Nothing daunted, however, by this reception, Geoffrey returns his grasp with interest, and, looking fresh and young and happy, runs past him, up the stairs, to his mother's room, to beard – as he unfilially expresses it – the lioness in her den. It is a very cosey den, and, though claws maybe discovered in it, nobody at the first glance would ever suspect it of such dangerous toys. Experience, however, teaches most things, and Geoffrey has donned armor for the coming encounter.

He had left Mona in the morning at the Grosvenor, and had run down to have it out with his mother and get her permission to bring Mona to the Towers to be introduced to her and his brothers. This he preferred to any formal calling on their parts.

"You see, our own house is rather out of repair from being untenanted for so long, and will hardly be ready for us for a month or two," he said to Mona: "I think I will run down to the Towers and tell my mother we will go to her for a little while."
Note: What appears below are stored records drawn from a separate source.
PR #512, opened 2024-10-21
PR for appcat on change-billing

vshnbot:
## Summary

Currently we are getting data for billing from the workloads (deployments and statefulsets) special label `appcat.io/billing=true`. This approach proved to be ineffective for some services such as VSHNPostgreSQL which is managed by Stackgres. Unfortunately the operator sometimes is managing the pods directly, by passing the workload. In this particular case we end up without the necessary label in the pod definition.

This new approach manages differently the billing architecture. If previously we were having one prometheus rule which would gather unnecessarily difficult specific data, now we have one rule per each instance namespace and it is managed directly by the composition function where we get reliable data from the source.

## Checklist

- [x] Update tests.

Link: https://github.com/vshn/appcat/pull/246


class/defaults.yml
```diff
@@ -55,7 +55,7 @@ parameters:
       appcat:
         registry: ghcr.io
         repository: vshn/appcat
-        tag: v4.98.0
+        tag: change-billing
```
Kidswiss, line 58: Please don't break it with `git push --force` :D

Kidswiss (approved):
LGTM

But please be sure that the metrics on mimir are identical. Ideally roll it out to the lab and run the odoo job then verify with tobru.

TheBigLee (approved):

tests/vshn.yml
```diff
@@ -22,7 +22,7 @@ parameters:
   appcat:
 
     grpcEndpoint: host.docker.internal:9443
-    proxyFunction: false
+    proxyFunction: true
```
Kidswiss, line 25: Please revert

component/billing.jsonnet
```diff
@@ -157,8 +157,8 @@ local generateCloudAndManaged = function(name)
   // For postgresql we have a missmatch between the label and the name in our definition.
   local queryName = if name == 'postgres' then name + 'ql' else name;
 
-  local managedQuery = 'appcat:metering{label_appuio_io_billing_name="appcat-' + queryName + '",label_appcat_vshn_io_sla="%s", tenant_name!="APPUiO"}';
-  local cloudQuery = 'appcat:metering{label_appuio_io_billing_name="appcat-' + queryName + '",label_appcat_vshn_io_sla="%s", tenant_name="APPUiO"} * on(label_appuio_io_organization) group_left(sales_order) label_replace(appuio_control_organization_info{namespace="appuio-control-api-production"}, "label_appuio_io_organization", "$1", "organization", "(.*)")';
+  local managedQuery = 'sum_over_time(appcat:metering{label_appuio_io_billing_name="appcat-' + queryName + '",label_appcat_vshn_io_sla="%s", tenant_name!="APPUiO"}[60:1])/60';
```
Kidswiss, line 160: I just remembered something:
When we do this exact query via the golang prometheus client, it will be slightly off compared to the GUI and recording rules.

For some weird obscure reason we have to use `[59:1]` instead of ´[60:1]´.

Refs:
Aldebaran has that in every of their cronjobs: https://github.com/vshn/package-appuio-reporting-aldebaran/blob/master/main.yml#L1015
Note about this the legacy AppCat query: https://github.com/vshn/component-appcat/blob/master/component/promql/appcat.promql#L63

Kidswiss (changes requested):
One more thing and then LGTM

component/billing.jsonnet
zugao: Interesting

Kidswiss (approved):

Of course this was on the day after their return to England, before his own people knew of their arrival.

"I shall like that very much," Mona had returned, innocently, not dreaming of the ordeal that awaited her, – because in such cases even the very best men will be deceitful, and Geoffrey had rather led her to believe that his mother would be charmed with her, and that she was most pleased than otherwise at their marriage.

When she made him this little trustful speech, however, he had felt some embarrassment, and had turned his attention upon a little muddy boy who was playing pitch-and-toss, irrespective of consequences, on the other side of the way.

And Mona had marked his embarrassment, and had quickly, with all the vivacity that belongs to her race, drawn her own conclusions therefrom, which were for the most part correct.

But to Geoffrey – lest the telling should cause him unhappiness – she had said nothing of her discovery; only when the morning came that saw him depart upon his mission (now so well understood by her), she had kissed him, and told him to "hurry, hurry, hurry back to her," with a little sob between each word. And when he was gone she had breathed an earnest prayer, poor child, that all might yet be well, and then told herself that, no matter what came, she would at least be a faithful, loving wife to him.

To her it is always as though he is devoid of name. It is always "he" and "his" and "him," all through, as though no other man existed upon earth.

"Well, mother?" says Geoffrey, when he has gained her room and received her kiss, which is not exactly all it ought to be after a five months' separation. He is her son, and of course she loves him, but – as she tells herself – there are some things hard to forgive.

"Of course it was a surprise to you," he says.

"It was more than a 'surprise.' That is a mild word," says Lady Rodney. She is looking at him, is telling herself what a goodly son he is, so tall and strong and bright and handsome. He might have married almost any one! And now – now – ? No, she cannot forgive. "It was, and must always be, a lasting grief," she goes on, in a low tone.